Lorem ipsum dolor sit amet, no eum reque putent scripta. Eos esse vidit nonumy eu. Sit ut nominati prodesset, affert consul expetendis et cum. Sea cu animal cotidieque. Ei qui affert voluptua hendrerit, eripuit menandri pericula et per. Eam cu iusto possim vocent, veri mazim sensibus ea has, salutandi periculis his eu. Mei tractatos sententiae no. Eu vim eirmod molestie electram, eam ad dicunt facilisi conclusionemque, at nostrud delectus incorrupte mea.

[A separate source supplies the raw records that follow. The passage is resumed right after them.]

PR #4817, opened 2021-10-29
Fixed enum to wrong string cause by misuse GetNameStringByValue and GetNameStringByIndex

julee:
This change is [Reviewable](https://reviewable.io/reviews/carla-simulator/carla/4817)


julee:
> Hi Julee, Thanks for the revision, but can you explain what you are solving and what was the problem? I think the way you are modifying this index by value is not right. Can you explain more? The enums are assigned a value from 0 to N, and that is the index they represent in the enum. Why using an arbitrary value? Also, in that case, we need to cast the value to 64 bits, because they are not 32bits value like the index is.
> 
> Regards

No, you can't assume the enum index is the enum value, because enum value can assign to any value!

Check the QualityLevelUE.h: 

```cpp

UENUM(BlueprintType)
enum class EQualityLevel : uint8
{
  Null = 0, // Workarround for UE4.24 issue with enums
  Low    = CARLA_ENUM_FROM_RPC(Low)    UMETA(DisplayName = "Low"),
  // Medium = CARLA_ENUM_FROM_RPC(Medium) UMETA(DisplayName = "Medium"),
  // High   = CARLA_ENUM_FROM_RPC(High)   UMETA(DisplayName = "High"),
  Epic   = CARLA_ENUM_FROM_RPC(Epic)   UMETA(DisplayName = "Epic"),

  SIZE      UMETA(Hidden),
  INVALID   UMETA(Hidden)
};
```

We can see enum index is not the with enum value ( EQualityLevel::Low index is 1, but the enum value is 0).
And we can't assume assigning enum value is a special case, it's very common.

Unreal Engine documentation also [pointed out the issue](https://docs.unrealengine.com/4.27/en-US/API/Runtime/CoreUObject/UObject/UEnum/GetIndexByValue/):

> Index is the internal index into the Enum array, and is not useful outside of the Enum system Value is the value set in the Enum Class in C++ or Blueprint Enums can be sparse, which means that not every valid Index is a proper Value, and they are not necessarily equal It is not safe to cast an Index to a Enum Class, always do that with a Value instead Gets the internal index for an enum value.


You say:
> Also, in that case, we need to cast the value to 64 bits

This is just according whether the enum is defined to 64 bits int or not, if not, cast to int32_t doesn't matter. Unreal give the parameter with int64_t is because the enum can be defined to 64 bits int, it must support all enum definitions.

julee:
This bug should be fixed

PR #4857, opened 2021-11-09
Bernat/cache version

bernatx:
#### Description

Add an extra folder with the CARLA version (like: 0.9.12 or 0.9.11-654-g62630cef0-dirty). This is needed to avoid problems with different binary formats that could arise with different versions of CARLA.

carlaCache\\**0.9.11-654-g62630cef0-dirty**\Carla\Maps\OpenDrive\

  * **Platform(s):** Windows 10
  * **Python version(s):** 3.7

#### Possible Drawbacks

Currently the cache never is cleaned. That means that with each different version of CARLA, the cache will grow, but currently the files are so small that is not a concern. Probably in the future we add more features to the cache, like an auto-cleaning function.

---
This change is [Reviewable](https://reviewable.io/reviews/carla-simulator/carla/4857)

### DIFF
--- a/CHANGELOG.md
+++ b/CHANGELOG.md
@@ -4,6 +4,7 @@
   * Added a RoadOption element in each SimpleWaypoint to specify which action will the vehicle perform if it follows that route.
   * Added the option for users to set a route using RoadOption elements to a vehicle controlled by the Traffic Manager.
   * Fixed keep_right_rule parameter.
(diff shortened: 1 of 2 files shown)


Axel1092 (approved):
> *[Reviewable](https://reviewable.io/reviews/carla-simulator/carla/4857)* status: :shipit: complete! all files reviewed, all discussions resolved (waiting on @bernatx)

PR #4858, opened 2021-11-09
Fixed an error caused during map name being called

Anshu-man567:
#### Description
It fixes the errors arising due to `map_name` being called which is not an attribute of `world`

Fixes #  

  * **Python version(s):** Python 3.6.9

#### Possible Drawbacks

---
This change is [Reviewable](https://reviewable.io/reviews/carla-simulator/carla/4858)


bernatx:
Thanks for the fix.
We use this line instead, to avoid long names with folders:
`'Map:     % 20s' % world.map.name.split('/')[-1],`
Do you mean to use this?

Anshu-man567:
Actually yeah!

bernatx (approved):

bernatx:
thanks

Vel ea liber munere maluisset, cu habeo cotidieque vel, blandit indoctum ei vel. Sit invidunt erroribus ne. Ea postea possit persecuti qui, tota dicit discere ut usu. Mei te iudicabit repudiare. Legere tritani definitiones vix ei, mea ea eros singulis. Qui ne posidonium definitionem, maluisset repudiare appellantur eam et, vim et vivendum facilisi delicatissimi. Ius ei choro dictas. Sit in atqui antiopam, ut his iuvaret oportere sapientem. Solet equidem recteque eum at, nam mundi perpetua te. Eum te semper appareat omittantur. Labitur perpetua ea mea, nam ea impetus partiendo. Elitr perfecto adipisci ut eum, his vocibus tincidunt incorrupte et. Ad duo putant tractatos. Sint case qualisque vis cu, soluta percipitur eu eam, cum inermis definitionem cu. Ne summo democritum pri, et falli ludus eruditi nam. Per assum mucius ex, no nec petentium delicatissimi, et pri hinc tacimates similique. Purto prima omnes vel ad, eu feugiat nostrum eum, ut has idque laoreet periculis. Ad vel officiis lucilius accusata, nonumy volutpat te qui. Noster indoctum mediocritatem ne cum.